Una de las características que unía a Harry con Voldemort era su capacidad de hablar pársel. Como el Elegido, intenté emplear el idioma de las serpientes para abrir la puerta de la Cámara de los Secretos. Después de pronunciar la famosa frase “ara ha siem” la puerta no reaccionó. En realidad, lo que la abría era un circuito mecánico que ese día estaba apagado. A pesar de la creencia popular, el movimiento que producen tanto esta entrada, como las mandrágoras o el Monstruoso Libro de los Monstruos funciona mecánicamente. Es decir, no se recrea por ordenador, como sucede con la animación de los dragones y del hipogrifo Buckbeak, que presume de ser el primer animal digital que ha defecado en la gran pantalla. La tecnología informática fue clave para la recreación, a través del croma, del campo de Quidditch o del Lago negro, cuya grabación -realizada dentro de un acuario rebosante de agua- se saldó con dos otitis para Daniel Radcliffe.
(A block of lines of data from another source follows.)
PR #387, opened 2025-06-13
setup mypy int in simplyblock_web and simplyblock_cli folders

boddumanohar:
## Summary of changes

setup mypy int in simplyblock_web and simplyblock_cli folders


mxsrc (commented):
Thanks for the PR, I think it's a great idea to apply the type checker more thoroughly.

I'm wondering why were the imports in the API tests changed? pytest code is not (should not be) part of the overall project, it expects to be executed from anywhere and so using relative imports is expected. This also avoids the `PYTHONPATH` modification in `api-tests.yml`

Also, I hesitate regarding the PR. I agree with the purpose, but as is, mypy by default only checks functions called from withing functions with type definitions. Using the `check_untyped_defs` flags, our project at the moment has ~500 errors which should be addressed. If we merge this PR, I fear that people will add annotations, which is a good idea, but consequently run the checker against a wider part of the code base, which might prompt people to not use type annotations, instead of fixing them.

For that reason I'm wondering whether it might do more harm than good in the end, I'm not sure about that though.
Alternatively, we might apply the changes, but just not add `mypy` to the CI _yet_. Or we include it in the CI, but run it against the whole codebase and do not consider its failure a workflow failure, for now.

What do you think?

boddumanohar:
currently tests run for pytest are inside simplyblock_web folder. Due to this reason the linter detected issues.

You might be right for the usage of annotations perspective. But the changes in the PR will act as a good guard rail against accidental type issues. Where the devs use annotations or not can be provided as a feedback when the PRs are raised. But wouldn't want to identify issues during run time. To protect from such type issues could be an other notation to have.

mxsrc:
You're right, I agree this is a helpful addition to avoid type issues in the future. I'd like to exclude the tests from its execution though s.t. they can be used from contexts other than the `simplyblock_web` package.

En la estación de Hogsmeade junto al Expresso de Hogwarts, visitamos el viejo Olton Hall de 78 años de antigüedad donde el joven mago interpretó su primera escena. En frente de la máquina de vapor, se localiza una réplica del Andén 9 ¾ de King’s Cross, la estación donde se conocieron los padres de la novelista y a la que se dirigía cuando le llegó la inspiración más importante de su vida. En un tren que salía de Manchester con destino a Londres, la escritora, sin saber cómo, ideó los personajes y la base de lo que más tarde se convertiría en un fenómeno literario sin precedentes que marcaría a varias generaciones.
En cambio, fue en un avión donde pensó los nombres de las casas de Hogwarts; una bolsa, sin usar, de vómito, le sirvió para anotarlos. Entonces no pasaba por un buen momento. Recién divorciada, sin mucho dinero y con la responsabilidad de cuidar y alimentar a su hija, cayó en una depresión que terminó reflejando en sus novelas con la figura de los dementores, esas horrendas criaturas capaces de absorber todo recuerdo feliz.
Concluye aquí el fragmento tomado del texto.